晋国公提笔写了一幅字,写完迟迟没有放下笔。
他微笑道:“这幅字我左看右看,总觉得少点什么,你替我看一看。”
陆羲禾见他慈祥地冲自己点头,她走过去,站在书桌的侧面,细细地看了起来。
晋国公的字刚劲有力,可是过于在乎横平竖直,反而显得生硬。
陆羲禾眼神微暗,他是在提点自己吗?
“国公爷,恕小女愚钝,看不出有什么不妥。”她思来想去,回答道。
晋国公将她的神色尽收眼底,忽然放下毛笔,叹道:“丫头,你小小年纪,心思为何如此深?”
“小女听不懂。”
晋国公派人把那副字撤下去,打量了她一会儿。
“这里没有别人。”晋国公见她没有反应,继续说道:“我很好奇,工部尚书谢承远一事,到底是谁在暗中推波助澜?后来我一查才知道,原来告发他的是工部侍郎赵金,可是这个赵侍郎,一直是工部尚书的心腹,怎么会背叛他呢?你说怪不怪?”
陆羲禾听完这番话,心里盘算着晋国公到底知道了多少。
“或许是赵侍郎久未升迁,心生怨念,一时冲动。”她说这话时十分坦然,语气平缓,俨然一副事外人的口吻。

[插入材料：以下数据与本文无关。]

PR #2663, opened 2024-03-17
fix: unread mention [WPB-5786]

Garzas:
----

- The **PR Title**

- The **PR Description**
----

# What's new in this PR?

### Issues

- unread event with previous message id was not cleared
- updating unread event was not working when it was not previously added

### Causes (Optional)

Unread mention event was not clearing in conversation list

### Solutions

- merge inserting and updating unread event into upsert event
- remove unread event before message id gets updated

### DIFF
--- a/persistence/src/commonMain/db_user/com/wire/kalium/persistence/UnreadEvents.sq
+++ b/persistence/src/commonMain/db_user/com/wire/kalium/persistence/UnreadEvents.sq
@@ -18,14 +18,12 @@ DELETE FROM UnreadEvent WHERE id = ? AND conversation_id = ?;
 deleteUnreadEvents:
 DELETE FROM UnreadEvent WHERE creation_date <= ? AND conversation_id = ?;
 
-insertEvent:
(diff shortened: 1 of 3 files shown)


saleniuk:
I think it does the same as the `ON UPDATE CASCADE` which we already have added to the foreign key for this table, of course if we do actions in the right order which I believe is correct:
- the app gets a new message id:A with mention to self
- the app adds new row into `UnreadEvents` table with id:A
- the app gets update to message id:A with new id:B which removes the mention
- the app changes the unread event to from "MENTION" to "MESSAGE" for event id:A
- the app updates the id of the message from id:A to id:B, which also updates this id in `UnreadEvents` table
- both updated message and unread event now have the updated id:B

This change is to make it manually instead of let SQL do that itself when message id changes, but the logic generally is not changed at all, so maybe the problem is somewhere else?

MohamadJaara:
i just tested this PR and compared it to prod and in both apps this bug did not reproduce so it is fixed by something else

“是吗?可是我又听说,赵金的爱妻与谢承远有染,赵金一怒之下揭了谢承远的老底。赵金是怎么发现的呢?一日他休沐回家,发现妻子匆匆出门,神情紧张,赵金好奇便跟了上去,结果却发现妻子进了谢府的后门。他的妻子再大胆,也不敢堂而皇之登谢府,原来是有一个神秘人给了她一封信,模仿谢承远的笔迹,许诺她入府作证赵金宠妾灭妻,便有机会改嫁谢府。放在平时,谁会相信这样拙劣的谎言呢?巧就巧在,赵金抬了第三个妾室进门,宠爱有加,赵金的妻子早就忍受不了,所以一怒之下失去了理智。看起来是巧合的几件事,却将这三人彻底推入了死局。”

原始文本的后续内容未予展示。